**WORK INSTRUCTION**
Reproduce the lines of the listing exactly, beginning at the top, until the line with "cannot search for." has been reproduced too.

>>>>

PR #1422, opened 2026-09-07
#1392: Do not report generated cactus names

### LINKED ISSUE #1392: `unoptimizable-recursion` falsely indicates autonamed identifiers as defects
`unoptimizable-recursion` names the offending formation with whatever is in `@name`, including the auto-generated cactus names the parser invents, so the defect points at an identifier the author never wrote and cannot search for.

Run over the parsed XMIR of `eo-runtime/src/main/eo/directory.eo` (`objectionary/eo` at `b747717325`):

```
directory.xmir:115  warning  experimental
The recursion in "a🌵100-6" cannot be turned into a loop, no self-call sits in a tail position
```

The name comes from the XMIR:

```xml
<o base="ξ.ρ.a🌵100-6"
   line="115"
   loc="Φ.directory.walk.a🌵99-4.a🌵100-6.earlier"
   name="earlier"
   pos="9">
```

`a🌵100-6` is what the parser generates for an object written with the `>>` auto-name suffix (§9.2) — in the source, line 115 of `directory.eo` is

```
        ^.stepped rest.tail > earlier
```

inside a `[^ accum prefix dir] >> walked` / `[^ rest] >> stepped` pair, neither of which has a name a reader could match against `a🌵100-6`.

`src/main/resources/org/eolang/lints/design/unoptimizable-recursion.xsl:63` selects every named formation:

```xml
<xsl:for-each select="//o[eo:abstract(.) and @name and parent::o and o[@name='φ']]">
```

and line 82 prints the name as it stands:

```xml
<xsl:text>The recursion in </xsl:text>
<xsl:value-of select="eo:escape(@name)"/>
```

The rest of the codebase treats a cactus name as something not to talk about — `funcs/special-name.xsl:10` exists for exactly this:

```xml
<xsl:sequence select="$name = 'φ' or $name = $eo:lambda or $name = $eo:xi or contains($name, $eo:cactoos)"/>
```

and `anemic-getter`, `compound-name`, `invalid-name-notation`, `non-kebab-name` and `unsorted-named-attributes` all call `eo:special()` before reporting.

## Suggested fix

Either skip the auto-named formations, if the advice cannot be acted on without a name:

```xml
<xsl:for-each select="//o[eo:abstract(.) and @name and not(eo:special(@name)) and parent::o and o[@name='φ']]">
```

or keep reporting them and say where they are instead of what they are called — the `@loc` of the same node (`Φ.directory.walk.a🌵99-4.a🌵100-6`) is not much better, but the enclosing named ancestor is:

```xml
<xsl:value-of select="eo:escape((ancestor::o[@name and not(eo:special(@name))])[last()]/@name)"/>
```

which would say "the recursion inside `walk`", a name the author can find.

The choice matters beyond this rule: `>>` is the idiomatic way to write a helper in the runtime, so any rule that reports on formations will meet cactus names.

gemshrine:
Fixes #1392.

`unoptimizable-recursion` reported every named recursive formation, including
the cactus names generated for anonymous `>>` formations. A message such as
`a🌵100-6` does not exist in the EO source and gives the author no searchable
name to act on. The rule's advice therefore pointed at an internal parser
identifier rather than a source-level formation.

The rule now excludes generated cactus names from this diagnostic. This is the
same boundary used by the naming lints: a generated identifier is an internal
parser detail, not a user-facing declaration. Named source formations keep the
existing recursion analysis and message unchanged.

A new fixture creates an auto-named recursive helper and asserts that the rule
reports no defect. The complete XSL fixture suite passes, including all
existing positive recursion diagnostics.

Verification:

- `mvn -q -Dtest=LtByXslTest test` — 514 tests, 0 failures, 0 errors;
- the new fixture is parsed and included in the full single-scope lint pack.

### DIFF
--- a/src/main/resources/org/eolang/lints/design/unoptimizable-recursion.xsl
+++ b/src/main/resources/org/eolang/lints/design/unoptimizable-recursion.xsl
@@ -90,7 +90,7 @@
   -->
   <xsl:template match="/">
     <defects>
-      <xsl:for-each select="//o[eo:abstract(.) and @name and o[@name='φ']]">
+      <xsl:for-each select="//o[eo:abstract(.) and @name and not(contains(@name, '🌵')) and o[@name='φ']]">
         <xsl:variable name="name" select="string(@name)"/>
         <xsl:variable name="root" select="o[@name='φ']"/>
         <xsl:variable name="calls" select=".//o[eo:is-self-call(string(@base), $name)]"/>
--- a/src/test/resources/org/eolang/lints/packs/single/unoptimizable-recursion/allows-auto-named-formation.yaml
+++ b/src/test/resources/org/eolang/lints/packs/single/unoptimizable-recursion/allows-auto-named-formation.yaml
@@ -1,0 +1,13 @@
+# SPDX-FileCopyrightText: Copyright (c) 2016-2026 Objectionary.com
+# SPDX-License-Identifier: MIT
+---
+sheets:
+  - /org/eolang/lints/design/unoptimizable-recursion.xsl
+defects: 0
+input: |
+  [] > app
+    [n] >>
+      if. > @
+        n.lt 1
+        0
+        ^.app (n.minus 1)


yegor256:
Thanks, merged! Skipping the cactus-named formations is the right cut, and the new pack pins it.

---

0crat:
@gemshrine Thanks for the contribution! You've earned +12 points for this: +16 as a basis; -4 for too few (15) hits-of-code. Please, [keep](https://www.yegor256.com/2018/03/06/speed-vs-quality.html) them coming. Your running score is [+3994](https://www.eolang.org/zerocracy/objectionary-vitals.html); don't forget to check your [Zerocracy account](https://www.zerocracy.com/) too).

<<<<

**COMPLETED EXERCISE**
PR #1422, opened 2026-09-07
#1392: Do not report generated cactus names

### LINKED ISSUE #1392: `unoptimizable-recursion` falsely indicates autonamed identifiers as defects
`unoptimizable-recursion` names the offending formation with whatever is in `@name`, including the auto-generated cactus names the parser invents, so the defect points at an identifier the author never wrote and cannot search for.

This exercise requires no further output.